Nissan Motor Co. has reported a massive 85 percent decline in operating profits — an area that indicates the strength or weakness of a company’s main business — in its midterm consolidated financial report for the half fiscal year ending in September.
The pursuit of increased sales has harmed profitability, delaying the development of new Nissan models. That in turn has resulted in fewer sales — a vicious cycle the automaker is struggling to escape from.
Nissan Motor’s deteriorating business performance may affect its three-way partnership with Renault SA, the French automaker that is its largest shareholder, and Mitsubishi Motors Corp.
Failed strategy by Ghosn
Nissan Corporate Vice President Stephen Ma, who will become chief financial officer on Dec. 1, emphasized the company’s reform efforts at a press conference held Tuesday about the company’s financial report. Nissan Motor is not seeking the conventional goal of market share and sales numbers, Ma said, but is trying to improve the quality of its sales.
However, these efforts are not bearing sufficient fruit. Nissan’s sluggish sales are the result of a strategy aimed at drastically increasing sales that was pursued by former Chairman Carlos Ghosn.
Starting in 2013, Nissan opened new factories in countries such as Mexico, Brazil and Indonesia, with the goal of expanding sales in emerging countries. When sales did not rise as expected, the company sought to make up for this by offering excessive discounts in North America, which had been a solid market for Nissan. However, this strategy damaged the carmaker’s brand image.
The sharp drop in profits in the latest financial report was largely due to reduced incentives given to dealers to fund the discounted sales. Nissan sold 6.9 percent fewer units in the North American region, which makes up for one-third of its sales.
New models delayed
In North America, the length of time until a new model is introduced, which had been slightly less than four years, ballooned for a time to about five years.
With the exception of minicars, Nissan has not released a new model in Japan for more than two years since it rolled out its revamped Leaf electric car in 2017.
The company has just launched a restructuring plan to go back on the offensive.
In July, it announced that 14 production bases around the world would be halted and its workforce would be cut by about 12,500 people. The company expects operating profits to improve to ¥300 billion in total by cutting labor and other fixed costs and reducing sales costs.
It also plans to reduce the time until new models are released to 2½ to three years by rolling out at least 20 models around the world by fiscal 2022. This effort is to be focused on EVs.
Competition heating up
Yet for all these efforts, Nissan is facing an increasingly severe business environment.
The automobile industry is striving to develop next-generation vehicles with connected, autonomous, shared and electric technologies.
With automakers in urgent need of funding for the future, Nissan’s ratio of operating profits to net sales, which reflects the company’s ability to earn, stands at only 0.6 percent. This is compared to 9.2 percent for Toyota Motor Corp. and 6.1 percent for Honda Motor Co.
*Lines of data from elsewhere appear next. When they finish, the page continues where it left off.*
PR #734, opened 2021-09-09
translatesfx: rename metricsToExclude to datapointsToExclude on SA monitors

pmcollins:
If metricsToExclude is specified for a monitor (not the agent -- this is
apparently an invalid configuration according to the docs, but it actually
works and some customers are using it) rename it to the supported
datapointsToExclude.

### DIFF
--- a/cmd/translatesfx/translatesfx/testdata/sa-metrics-to-exclude-monitor.yaml
+++ b/cmd/translatesfx/translatesfx/testdata/sa-metrics-to-exclude-monitor.yaml
@@ -1,0 +1,14 @@
+---
+signalFxAccessToken: "abc123"
+signalFxRealm: us1
+
+intervalSeconds: 10
+
+logging:
+  level: info
+
+monitors:
+  - type: cpu
+    metricsToExclude:
+      - metricNames:
+          - foo*
--- a/cmd/translatesfx/translatesfx/otel.go
+++ b/cmd/translatesfx/translatesfx/otel.go
@@ -30,6 +30,8 @@ const (
 	filterProc        = "filter"
 	k8sObserver       = "k8s_observer"
 	hostObserver      = "host_observer"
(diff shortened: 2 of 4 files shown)


rmfitzpatrick:
I'm not seeing how this is possible in the agent after https://github.com/signalfx/signalfx-agent/pull/1163 so guess we're targeting much older agent versions?  The approach in these changes is described in that PR though so this is does seem helpful.

cmd/translatesfx/translatesfx/testdata/sa-metrics-to-exclude-monitor.yaml
```diff
@@ -0,0 +1,14 @@
...
+signalFxRealm: us1
+
+intervalSeconds: 10
+
+logging:
+  level: info
+
+monitors:
+  - type: cpu
+    metricsToExclude:
```
rmfitzpatrick, line 12: If we do start to use the agent config type directly in translation this will be a problem since it's not valid afaict.

rmfitzpatrick (approved):

cmd/translatesfx/translatesfx/testdata/sa-metrics-to-exclude-monitor.yaml
pmcollins: Noted, will look into it (it has worked in the tests I have run).

pmcollins:
> I'm not seeing how this is possible in the agent after [signalfx/signalfx-agent#1163](https://github.com/signalfx/signalfx-agent/pull/1163) so guess we're targeting much older agent versions? The approach in these changes is described in that PR though so this is does seem helpful.

I suppose the idea is that if a customer is running an older version of SA and they have a valid config, it's fair game for the translation tool, to the extent that it's possible to support the older SA configs without breaking translation for newer ones.

PR #755, opened 2021-09-19
Move Heroku buildpack to dedicated repo

flands:


dmitryax:
Why do we want to move heroku to a dedicated repo? Last time we discussed the same for Ansible and agreed to stay here...

flands:
Because it does not work :) The way you push buildpacks is that the required directories need to be at the root level of the repo. I am not aware of a workaround -- appears to be how everyone else does it too.

rmfitzpatrick:
Another option we tried in the past when galaxy had the same requirements was to keep a ~mirror of the deployment at a new project and manually refresh its contents (https://github.com/signalfx/ansible-signalfx-agent).  I think the two projects diverged almost immediately due to lack of clear coordination, so it probably would have been better to make the deployment directory its own repo and clone it from the relative path at the standalone project.

Unless there are clear reasons to keep the deployment in this project like shared, relative deps, updater scripts, or test infrastructure simply migrating is the easiest way.

flands:
No dependencies on this repo :)

rmfitzpatrick (approved):

dmitryax:
Sounds good! Let's move it away

dmitryax (approved):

The question of integration
Nissan partners Renault and Mitsubishi have both experienced deteriorating business performance, which has put the tripartite alliance in trouble.
Renault is Nissan’s largest shareholder, and may seek to deepen the alliance in an attempt to get more out of it.
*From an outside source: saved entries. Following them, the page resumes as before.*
PR #902, opened 2021-10-29
Migrate windows-test, puppet-test, and installer-script-test jobs from CircleCi to GitHub Action.

nitaliya:
**Migrate windows-test, puppet-test, and installer-script-test jobs**
Ticket: [OTL-1256](https://signalfuse.atlassian.net/browse/OTL-1256).

- Adding GitHub Action jobs of `windows-test`, `puppet-test`, and `installer-script-test`.
- Removing CircleCi jobs of `windows-test`, `puppet-test`, and `installer-script-test`.


.github/workflows/build-and-test.yml
```diff
@@ -0,0 +1,233 @@
...
+    runs-on: windows-latest
+    steps:
+      - name: Check out the codebase.
+        uses: actions/checkout@v2
+
+      - name: Caching dependency
+        uses: actions/cache@v2
+        with:
+          path: |
+            %LocalAppData%\go-build
```
jcheng-splunk, line 21: Should this match `$env:GOPATH` below?

.github/workflows/build-and-test.yml
```diff
@@ -0,0 +1,233 @@
...
+      PIP_VERSION: 20.2.4
+      REQUIREMENTS_PATH: "internal/buildscripts/packaging/tests/requirements.txt"
+      RESULT_PATH: "~/testresults"
+    steps:
+      - name: Check out the codebase.
+        uses: actions/checkout@v2
+        with:
+          fetch-depth: 0
+
+      - name: Check for relevant changes
```
jcheng-splunk, line 60: Can we try https://docs.github.com/en/actions/learn-github-actions/workflow-syntax-for-github-actions#onpushpull_requestpaths instead?

.github/workflows/build-and-test.yml
```diff
@@ -0,0 +1,233 @@
...
+            export BASE_BRANCH_NAME=${gitRef[2]}
+          fi
+          export HEAD_BRANCH_NAME=${{ github.sha }}
+          if [[ "${BASE_BRANCH_NAME}" != "main" ]] && [[ "${gitRef[1]}" != "tags" ]] && ! .github/scripts/changes-include internal/buildscripts/packaging/installer internal/buildscripts/packaging/tests ; then
+            echo "SKIP_TESTS=yes" >> $GITHUB_ENV
+          else
+            echo "SKIP_TESTS=no" >> $GITHUB_ENV
+          fi
+
+      - name: Setup pyenv
```
jcheng-splunk, line 77: Can we try https://github.com/actions/setup-python instead of pyenv?

.github/workflows/build-and-test.yml
```diff
@@ -0,0 +1,233 @@
+name: build-and-test
+
+on: [push, pull_request]
+
+concurrency:
+  group: build-${{ github.event.pull_request.number || github.ref }}
+  cancel-in-progress: true
+
+jobs:
+  windows-test:
```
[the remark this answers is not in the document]
nitaliya: Yes, we can create but we need to specify all dependent jobs in one workflow file. for example in upcoming PRs for `setup-environment`, `lint`, `test` we can not create separate files for it. for simplicity, I have kept all jobs in one file.

if you fill that we need to have separate workflow files for jobs that are not dependant then we can do that thing here.

@jcheng-splunk What's your suggestion?

.github/workflows/build-and-test.yml
nitaliya: All cache data are stored on `%LocalAppData%\go-build` so I have taken it in cashing section. `$env:GOPATH` will contain all data that are statics between build, Those files are not "cashe" files actually.

.github/workflows/build-and-test.yml
nitaliya: If we follow the way that you have suggested then we need to create different workflow files for each job.
Can we do that?

.github/workflows/build-and-test.yml
nitaliya: Yes, the same thing we can do using setup-python. In CircleCi we are using `pyenv` so I have kept it over here.
If you suggest then we can use `setup-python` also.

.github/workflows/build-and-test.yml
jcheng-splunk: Yes.  These jobs should be able to run independently and only when there are relevant changes.

.github/workflows/build-and-test.yml
nitaliya: Change workflow to use `setup-python`.

.github/workflows/build-and-test.yml
nitaliya: Changes made.

.github/workflows/build-and-test.yml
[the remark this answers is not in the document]
nitaliya: Creating a separate workflow for jobs that are not dependant.

.github/workflows/puppet-test.yml
```diff
@@ -0,0 +1,85 @@
+name: puppet-test
+
+# Only run installer tests, Rake spec, lint for main branch, tags, or if the branch has relevant changes
+on: 
+  push:
+    tags:
+      - '*'
+    paths:
+      - 'internal/buildscripts/packaging/installer/**'
```
jcheng-splunk, line 9:
```suggestion
      - 'deployments/puppet/**'
```

.github/workflows/installer-script-test.yml
```diff
@@ -0,0 +1,71 @@
+name: installer-script-test
+
+on: 
+  push:
+    tags:
```
jcheng-splunk, line 5: Let's skip for tags.

.github/workflows/puppet-test.yml
```diff
@@ -0,0 +1,85 @@
+name: puppet-test
+
+# Only run installer tests, Rake spec, lint for main branch, tags, or if the branch has relevant changes
+on: 
+  push:
+    tags:
```
jcheng-splunk, line 6: Let's skip for tags.

.github/workflows/installer-script-test.yml
```diff
@@ -0,0 +1,71 @@
...
+      - '*'
+    paths:
```
jcheng-splunk, line 7: Let's also include this workflow file itself.

.github/workflows/puppet-test.yml
```diff
@@ -0,0 +1,85 @@
...
+      - '*'
+    paths:
```
jcheng-splunk, line 8: Let's also include this workflow file itself.

.github/workflows/installer-script-test.yml
```diff
@@ -0,0 +1,71 @@
...
+  pull_request:
+    branches:
+      - 'main'
+
+concurrency:
+  group: installer-script-test-${{ github.event.pull_request.number || github.ref }}
+  cancel-in-progress: true
+
+jobs:
+  installer-script-test:
```
jcheng-splunk, line 19:
```suggestion
  linux-installer-script-test:
```

.github/workflows/installer-script-test.yml
```diff
@@ -0,0 +1,71 @@
...
+    name: installer-script-test
```
jcheng-splunk, line 20:
```suggestion
    name: linux-installer-script-test
```

.github/workflows/puppet-test.yml
```diff
@@ -0,0 +1,85 @@
...
+
+      - name: Lint
+        run: |
+          make -C deployments/puppet lint
+
+      - name: Rake spec
+        run: |
+          make -C deployments/puppet rake-spec
+
+      - name: Setup pyenv
```
jcheng-splunk, line 45: Let's use `actions/setup-python@v2` like the installer script test.

.github/workflows/installer-script-test.yml
nitaliya: Changes made.

.github/workflows/installer-script-test.yml
nitaliya: Changes made.

.github/workflows/puppet-test.yml
nitaliya: Changes made.

.github/workflows/puppet-test.yml
nitaliya: Changes made.

.github/workflows/puppet-test.yml
nitaliya: Changes made.

.github/workflows/puppet-test.yml
```diff
@@ -0,0 +1,81 @@
+name: puppet-test
+
+# Only run installer tests, Rake spec, lint for main branch, tags, or if the branch has relevant changes
+on: 
+  push:
+    paths:
+      - '.github/workflows/**'
```
jcheng-splunk, line 7:
```suggestion
      - '.github/workflows/puppet-test.yml'
```

.github/workflows/installer-script-test.yml
```diff
@@ -0,0 +1,70 @@
+name: installer-script-test
+
+on: 
+  push:
+    paths:
+      - '.github/workflows/**'
```
jcheng-splunk, line 6:
```suggestion
      - '.github/workflows/installer-script-test.yml'
```

jcheng-splunk (approved):

nitaliya:
@rmfitzpatrick can you give your review on this PR. or if no changes are required then I would suggest go ahead and get the PR merged.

Renault has a 43.4 percent stake in Nissan, and dividends and other earnings from Nissan stock support Renault’s profits. Thus when Nissan’s business deteriorates, it further hurts Renault.
The man holding the key to the alliance is Jean-Dominique Senard, Ghosn’s successor as chairman of Renault.
In April, Senard approached Nissan out of the blue about a business integration. He believed a merger would accelerate decision-making and strengthen the management base.
When Nissan refused, Senard looked to merge with Fiat Chrysler Automobiles NV, a major U.S. and European automaker.
This effort did not pan out due to Senard’s failure to win Nissan’s approval and other factors. FCA later chose to merge with Groupe PSA, the French auto giant formerly known as PSA Peugeot Citroen.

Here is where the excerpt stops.